Within the data below, copy each line where the string "onlyServicesIdx" is found.

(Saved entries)
-- Opening Marker --

PR #108, opened 2022-01-13
Add a RouteParameters class to store route query specific parameters

tahini:
This class contains the parameters passed to a single routing query:
origin/destination, max/min times for waiting, access, egress, transfer,
etc and scenario data.

Add a factory method to create a parameters object from a parameters
vector.

Add unit tests for this factory method.

### DIFF
--- a/connection_scan_algorithm/src/route_parameters.cpp
+++ b/connection_scan_algorithm/src/route_parameters.cpp
@@ -1,0 +1,280 @@
+#include "parameters.hpp"
+
+namespace TrRouting
+{
+  static int DEFAULT_MIN_WAITING_TIME = 3 * 60;
+  static int DEFAULT_MAX_TOTAL_TIME = MAX_INT;
+  static int DEFAULT_MAX_ACCESS_TRAVEL_TIME = 20 * 60;
+  static int DEFAULT_MAX_EGRESS_TRAVEL_TIME = 20 * 60;
+  static int DEFAULT_MAX_TRANSFER_TRAVEL_TIME = 20 * 60;
+  static int DEFAULT_FIRST_WAITING_TIME = 30 * 60;
+
+  RouteParameters::RouteParameters(std::unique_ptr<Point> orig_,
+    std::unique_ptr<Point> dest_,
+    Scenario& scenario_,
+    int _timeOfTrip,
+    int minWaitingTime,
+    int maxTotalTime,
+    int maxAccessTime,
+    int maxEgressTime,
+    int maxTransferTime,
+    int maxFirstWaitingTime,
+    bool alt,
+    bool forward) :
+        origin(std::move(orig_)),
+        destination(std::move(dest_)),
+        scenario(scenario_),
+        timeOfTrip(_timeOfTrip),
+        minWaitingTimeSeconds(minWaitingTime),
+        maxTotalTravelTimeSeconds(maxTotalTime),
+        maxAccessWalkingTravelTimeSeconds(maxAccessTime),
+        maxEgressWalkingTravelTimeSeconds(maxEgressTime),
+        maxTransferWalkingTravelTimeSeconds(maxTransferTime),
+        maxFirstWaitingTimeSeconds(maxFirstWaitingTime),
+        withAlternatives(alt),
+        forwardCalculation(forward)
+  {
+    scenarioUuid = scenario.uuid;
+    onlyServicesIdx = scenario.servicesIdx;
+    onlyLinesIdx = scenario.onlyLinesIdx;
+    onlyAgenciesIdx = scenario.onlyAgenciesIdx;
+    onlyNodesIdx = scenario.onlyNodesIdx;
+    onlyModesIdx = scenario.onlyModesIdx;
+    exceptLinesIdx = scenario.exceptLinesIdx;
+    exceptAgenciesIdx = scenario.exceptAgenciesIdx;
+    exceptNodesIdx = scenario.exceptNodesIdx;
+    exceptModesIdx = scenario.exceptModesIdx;
+  }
+
+  RouteParameters::RouteParameters(const RouteParameters& routeParams):
+    origin(std::make_unique<Point>(routeParams.origin.get()->latitude, routeParams.origin.get()->longitude)),
+    destination(std::make_unique<Point>(routeParams.destination.get()->latitude, routeParams.destination.get()->longitude)),
+    scenario(routeParams.scenario),
+    timeOfTrip(routeParams.timeOfTrip),
+    minWaitingTimeSeconds(routeParams.minWaitingTimeSeconds),
+    maxTotalTravelTimeSeconds(routeParams.maxTotalTravelTimeSeconds),
+    maxAccessWalkingTravelTimeSeconds(routeParams.maxAccessWalkingTravelTimeSeconds),
+    maxEgressWalkingTravelTimeSeconds(routeParams.maxEgressWalkingTravelTimeSeconds),
+    maxTransferWalkingTravelTimeSeconds(routeParams.maxTransferWalkingTravelTimeSeconds),
+    maxFirstWaitingTimeSeconds(routeParams.maxFirstWaitingTimeSeconds),
+    withAlternatives(routeParams.withAlternatives),
+    forwardCalculation(routeParams.forwardCalculation),
+    scenarioUuid(routeParams.scenarioUuid),
+    onlyServicesIdx(routeParams.onlyServicesIdx),
+    onlyLinesIdx(routeParams.onlyLinesIdx),
+    onlyAgenciesIdx(routeParams.onlyAgenciesIdx),
+    onlyNodesIdx(routeParams.onlyNodesIdx),
+    onlyModesIdx(routeParams.onlyModesIdx),
+    exceptLinesIdx(routeParams.exceptLinesIdx),
+    exceptAgenciesIdx(routeParams.exceptAgenciesIdx),
+    exceptNodesIdx(routeParams.exceptNodesIdx),
+    exceptModesIdx(routeParams.exceptModesIdx)
+  {
+  }
+
+  static int getIntegerValue(std::string strValue) {
+    try
+    {
+      return std::stoi(strValue);
+    }
+    catch (...)
+    {
+      // Throwing an error, but do we want to fallback to default and just ignore this one?
+      throw ParameterException(ParameterException::Type::INVALID_NUMERICAL_DATA);
+    }
+  }
+
+  RouteParameters RouteParameters::createRouteODParameter(std::vector<std::pair<std::string, std::string>> &parameters, std::map<boost::uuids::uuid, int> &scenarioIndexesByUuid, std::vector<std::unique_ptr<Scenario>> &scenarios)
+  {
+
+    boost::uuids::string_generator uuidGenerator;
+
+    Scenario * scenario = nullptr;
+    boost::optional<boost::uuids::uuid> scenarioUuid = boost::none;
+    boost::uuids::uuid originNodeUuid;
+    boost::uuids::uuid destinationNodeUuid;
+
+    // Initialize default values
+    int timeOfTrip = -1;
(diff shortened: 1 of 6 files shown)


tahini:
This is the parameter parsing part of the new endpoint, as described in PR #107

kaligrafy (approved):

connection_scan_algorithm/src/route_parameters.cpp
```diff
@@ -0,0 +1,273 @@
+#include "parameters.hpp"
+
+namespace TrRouting
+{
+
+  RouteParameters::RouteParameters(std::unique_ptr<Point> orig_,
+    std::unique_ptr<Point> dest_,
+    Scenario* scenario_,
```
greenscientist: Can this be a reference instead? Can the pointer ever be null?

connection_scan_algorithm/src/route_parameters.cpp
```diff
@@ -0,0 +1,273 @@
...
+        minWaitingTimeSeconds(minWaitingTime),
+        maxTotalTravelTimeSeconds(maxTotalTime),
+        maxAccessWalkingTravelTimeSeconds(maxAccessTime),
+        maxEgressWalkingTravelTimeSeconds(maxEgressTime),
+        maxTransferWalkingTravelTimeSeconds(maxTransferTime),
+        maxFirstWaitingTimeSeconds(maxFirstWaitingTime),
+        alternatives(alt),
+        forwardCalculation(forward)
+  {
+    scenarioUuid = scenario->uuid;
```
greenscientist: Answering my earlier question the pointer cannot be null, since we do not check for that case here.

connection_scan_algorithm/src/route_parameters.cpp
```diff
@@ -0,0 +1,273 @@
...
+    minWaitingTimeSeconds(routeParams.minWaitingTimeSeconds),
+    maxTotalTravelTimeSeconds(routeParams.maxTotalTravelTimeSeconds),
+    maxAccessWalkingTravelTimeSeconds(routeParams.maxAccessWalkingTravelTimeSeconds),
+    maxEgressWalkingTravelTimeSeconds(routeParams.maxEgressWalkingTravelTimeSeconds),
+    maxTransferWalkingTravelTimeSeconds(routeParams.maxTransferWalkingTravelTimeSeconds),
+    maxFirstWaitingTimeSeconds(routeParams.maxFirstWaitingTimeSeconds),
+    alternatives(routeParams.alternatives),
+    forwardCalculation(routeParams.forwardCalculation)
+  {
+    scenarioUuid = scenario->uuid;
```
greenscientist: We should copy from the data of the RouteParams and not the passed scenario one

connection_scan_algorithm/src/route_parameters.cpp
greenscientist: Do we need to save the scenario pointer in the object since we extra the data at construction time?

connection_scan_algorithm/src/route_parameters.cpp
```diff
@@ -0,0 +1,273 @@
...
+    onlyAgenciesIdx = scenario->onlyAgenciesIdx;
+    onlyNodesIdx = scenario->onlyNodesIdx;
+    onlyModesIdx = scenario->onlyModesIdx;
+    exceptLinesIdx = scenario->exceptLinesIdx;
+    exceptAgenciesIdx = scenario->exceptAgenciesIdx;
+    exceptNodesIdx = scenario->exceptNodesIdx;
+    exceptModesIdx = scenario->exceptModesIdx;
+  }
+
+  int getIntegerValue(std::string strValue) {
```
greenscientist: Feel that they should be in an helper class or at least static.

connection_scan_algorithm/src/route_parameters.cpp
```diff
@@ -0,0 +1,273 @@
...
+      return std::stoi(strValue);
+    }
+    catch (...)
+    {
+      // Throwing an error, but do we want to fallback to default and just ignore this one?
+      throw ParameterException(ParameterException::Type::INVALID_NUMERICAL_DATA);
+    }
+  }
+
+  RouteParameters createRouteODParameter(std::vector<std::pair<std::string, std::string>> &parameters, std::map<boost::uuids::uuid, int> &scenarioIndexesByUuid, std::vector<std::unique_ptr<Scenario>> &scenarios)
```
greenscientist: Maybe a comment of why we should use this function?

greenscientist: Also feel like a factory, should be static so that we don't need to instanciate a RouteParameters to call it

connection_scan_algorithm/src/route_parameters.cpp
```diff
@@ -0,0 +1,273 @@
...
+    boost::uuids::string_generator uuidGenerator;
+
+    Scenario * scenario = nullptr;
+    boost::optional<boost::uuids::uuid> scenarioUuid = boost::none;
+    boost::uuids::uuid originNodeUuid;
+    boost::uuids::uuid destinationNodeUuid;
+
+    // Initialize default values
+    int timeOfTrip = -1;
+    int minWaitingTimeSeconds = 3 * 60;
```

-- Closing Marker --

> [RESPONSE]
+    onlyServicesIdx = scenario.servicesIdx;
+    onlyServicesIdx(routeParams.onlyServicesIdx),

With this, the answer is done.